### EXCERPTED DATA
Issue #39, opened 2019-07-19
The Choice of Detokenization Methods


jcyk:
Hi, 
Just a couple of questions since we need to detokenize data before evaluation.
Will the choice of detokenization method affect the BLEU score?
Which detokenization method is the best choice?

mjpost:
Yes, the detokenization and normalization will have some effect. The general answer is that you should detokenize so as to be closest to the form the reference takes. One issue that doesn’t come out in papers often is that of normalization. For example, if the references uses smart quotes, but your output uses straight quotes, it can have a large effect on the BLEU score, if your corpus has a lot of quotations.

martinpopel:
A related question for @mjpost: Would you welcome a PR with `--no-punct` option, which deletes all punctuation (from both the reference and translation)? As for the signature, it could either add "no-punct" to the tokenization method, or introduce "+punct.no" (but I don't want to make the default signature any longer). This option could be helpful when detecting e.g the effect of smart/straight quotes. It is similar to lowercasing in its nature.

mjpost:
Yes, this sounds great. There’s a great universal implementation from @arya.mccarthy we could borrow from here:

    https://github.com/duolingo/duolingo-sharedtask-2020/blob/a000131a8714a6832069cfc0b281a187e8ed3eb6/utils.py#L51

(agree about keeping default sig shorter. Wish I’d put more thought into it (e.g., invertible Geek codes)

matt (from my phone)

PR #123, opened 2020-10-30
adds tokenizer option to remove punctuation (except apostrophes)

esalesky:
Adds a tokenizer to remove punctuation (except apostrophes). This is to enable sacrebleu to be used for ASR corpora which have been translated (specifically Fisher Spanish--English) where the convention is to compute BLEU on lowercased, no-punct-except-apostrophes text (for better or for worse)

### DIFF
--- a/sacrebleu/dataset.py
+++ b/sacrebleu/dataset.py
@@ -22,6 +22,42 @@
 # Many of these are *.sgm files, which are processed to produced plain text that can be used by this script.
 # The canonical location of unpacked, processed data is $SACREBLEU_DIR/$TEST/$SOURCE-$TARGET.{$SOURCE,$TARGET}
 DATASETS = {
+    "mtedx/valid": {
+        "data": ['https://raw.githubusercontent.com/esalesky/mtedx-eval/main/valid.tar.gz'],
+        "description": 'mTEDx evaluation data, valid',
+        "md5": ['866e44c55657c6c485ef96a244c0fe07'],
+        "el-en": ['valid/mtedx-valid-elen.el','valid/mtedx-valid-elen.en'],
+        "es-en": ['valid/mtedx-valid-esen.es','valid/mtedx-valid-esen.en'],
+        "es-fr": ['valid/mtedx-valid-esfr.es','valid/mtedx-valid-esfr.fr'],
+        "es-it": ['valid/mtedx-valid-esit.es','valid/mtedx-valid-esit.it'],
+        "es-pt": ['valid/mtedx-valid-espt.es','valid/mtedx-valid-espt.pt'],
+        "fr-en": ['valid/mtedx-valid-fren.fr','valid/mtedx-valid-fren.en'],
+        "fr-es": ['valid/mtedx-valid-fres.fr','valid/mtedx-valid-fres.es'],
+        "fr-pt": ['valid/mtedx-valid-frpt.fr','valid/mtedx-valid-frpt.pt'],
+        "it-en": ['valid/mtedx-valid-iten.it','valid/mtedx-valid-iten.en'],
+        "it-es": ['valid/mtedx-valid-ites.it','valid/mtedx-valid-ites.es'],
+        "pt-en": ['valid/mtedx-valid-pten.pt','valid/mtedx-valid-pten.en'],
+        "pt-es": ['valid/mtedx-valid-ptes.pt','valid/mtedx-valid-ptes.es'],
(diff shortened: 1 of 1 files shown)


martinpopel:
I had a similar idea for a long time and even a work-in-progress commit: https://github.com/martinpopel/sacreBLEU/commit/cb0227934bb256d3b6e62e698b37fcb19c0d8023
So thanks for reminding me about this.

While stripping punctuation seems simple enough, there subtleties, which should be well designed before everyone starts using this option and it will be difficult to change the semantics.

* You should add a test (e.g. adding one line to `test.sh` as I did).
* When using the third-party `regex` module you should add it as a dependency to `setup.py` (I guess Travis CI should report this). An alternative is to use ony Python-core `unicodedata` and `@functools.lru_cache(maxsize=1)` (again, see my solution).
* The `nopea` name does not sound very intuitive to me. Even if we agree that apostrophes should be kept (for compatibility with legacy ASR conventions), I think the name should be no-punct.
* While the preferred Unicode code point for apostrophe is U+2019 (’), the good-old U+0027 is being used as well. Both symbols are being used for single quotation (the former as the RIGHT SINGLE QUOTATION MARK). An unfortunate implication of your decision to keep U+0027, but delete U+2019 (’) is that the tokenizer cannot be used for [ignoring the difference between smart quotes and straight quotes](https://github.com/mjpost/sacrebleu/issues/39#issuecomment-617226768). Of course, we can have a separate option/tokenizer for that purpose, but too many options with similar purpose may re-introduce the problems sacrebleu is trying to solve.
* It is a question if `no-punct` should be implemented as a tokenizer or a pre-processing (or post-processing) option similar to `-lc` for lowercasing. The latter can be combined with other tokenizers and I was not able to decide if it is an advantage or a disadvantage.
* There is a question if we want to delete decimal-point markers (and thousand separators), i.e. commas and dots withing numbers. Note that these punctuation marks are not tokenized by the default `13a` tokenizer (as well as the `intl`).

I like that `-lc` gives always a higher-or-equal BLEU score relative to the default case-sensitive version. This way I can quickly asses how many errors could be fixed if the hypothesis gets all casing correctly. We can interpret such case-insensitive BLEU as a kind of oracle score. I would love to have a similar mechanism for punctuation. However, if you delete all punctuation it affects the tokenization, so for example "a.m." becomes a single token "am" instead of four tokens. A better alternative seems to be to substitute punctuation with space (and merge multiple spaces into one, as you do, although it is [not needed](https://github.com/mjpost/sacrebleu/blob/65747b6ef6846d49548fd5139d2a6d118c7a384e/sacrebleu/metrics/bleu.py#L100)). Unfortunately, this still does not achieve my goal: punctuation is usually very easy to translate, so by deleting all punctuation tokens, we usually decrease the final score. My next attempt was to convert all punctuation symbols to a single symbol, e.g. a dot. This way the number of tokens (and thus also the brevity penalty) would remain the same. Similarly to `-lc`, it could not make BLEU lower. It would serve as a crude punctuation normalization, but it would not work for your purpose of ASR output without punctuation and references with punctuation. It would be also misleading to call this `no-punct` or `ignore-punct`. This was the reason why I did not finish my PR. My current suggestion is to implement both `no-punct` (either as a tokenizer or a pre-processing option) and `--normalize-punct` (either as [in Moses](https://github.com/moses-smt/mosesdecoder/blob/master/scripts/tokenizer/normalize-punctuation.perl) or by dully mapping all punctuation to dots). These should be two separate PRs, of course.

esalesky:
Thank you for the very good points!! 

I agree with your suggestion of having both `--no-punct` and `--normalize-punct`. Your motivation of normalizing punctuation and having a check for the resulting difference if punctuation is correctly treated in text-based MT is a good one, but `normalize-punct` in that way wouldn't enable use for the Fisher Spanish--English corpus convention. Having both would I think hit both goals without needing more options. 

Renaming `nopea` to either `no-punct` or `speech` seems good to me, and I will add a test to test.sh
I implemented it as a tokenizer to make it easy to combine (or not) with `--lc`, and because for my motivation of translated speech corpora, it wouldn't be combined with another tokenizer. For `normalize-punct` a pre or post-processing option seems right to me. 

A question: I can add regex to setup.py or switch to unicodedata; re is currently imported in setup.py, but its behavior with escaping chars changed in python 3.6 and 3.7 (hence my use of import regex as re). Would there be a reason not to switch to import regex from re in setup.py? I don't believe it should require changes elsewhere.

esalesky:
[closing to submit another request, but I will come back to this!]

### PROBLEM REQUIREMENTS
Using the records above, write out exactly the lines between the one holding "-22,6 +22,42 @@" and the one holding "So thanks for reminding me about this.", inclusive; leave everything else out.

### WRITTEN SOLUTION
@@ -22,6 +22,42 @@
 # Many of these are *.sgm files, which are processed to produced plain text that can be used by this script.
 # The canonical location of unpacked, processed data is $SACREBLEU_DIR/$TEST/$SOURCE-$TARGET.{$SOURCE,$TARGET}
 DATASETS = {
+    "mtedx/valid": {
+        "data": ['https://raw.githubusercontent.com/esalesky/mtedx-eval/main/valid.tar.gz'],
+        "description": 'mTEDx evaluation data, valid',
+        "md5": ['866e44c55657c6c485ef96a244c0fe07'],
+        "el-en": ['valid/mtedx-valid-elen.el','valid/mtedx-valid-elen.en'],
+        "es-en": ['valid/mtedx-valid-esen.es','valid/mtedx-valid-esen.en'],
+        "es-fr": ['valid/mtedx-valid-esfr.es','valid/mtedx-valid-esfr.fr'],
+        "es-it": ['valid/mtedx-valid-esit.es','valid/mtedx-valid-esit.it'],
+        "es-pt": ['valid/mtedx-valid-espt.es','valid/mtedx-valid-espt.pt'],
+        "fr-en": ['valid/mtedx-valid-fren.fr','valid/mtedx-valid-fren.en'],
+        "fr-es": ['valid/mtedx-valid-fres.fr','valid/mtedx-valid-fres.es'],
+        "fr-pt": ['valid/mtedx-valid-frpt.fr','valid/mtedx-valid-frpt.pt'],
+        "it-en": ['valid/mtedx-valid-iten.it','valid/mtedx-valid-iten.en'],
+        "it-es": ['valid/mtedx-valid-ites.it','valid/mtedx-valid-ites.es'],
+        "pt-en": ['valid/mtedx-valid-pten.pt','valid/mtedx-valid-pten.en'],
+        "pt-es": ['valid/mtedx-valid-ptes.pt','valid/mtedx-valid-ptes.es'],
(diff shortened: 1 of 1 files shown)


martinpopel:
I had a similar idea for a long time and even a work-in-progress commit: https://github.com/martinpopel/sacreBLEU/commit/cb0227934bb256d3b6e62e698b37fcb19c0d8023
So thanks for reminding me about this.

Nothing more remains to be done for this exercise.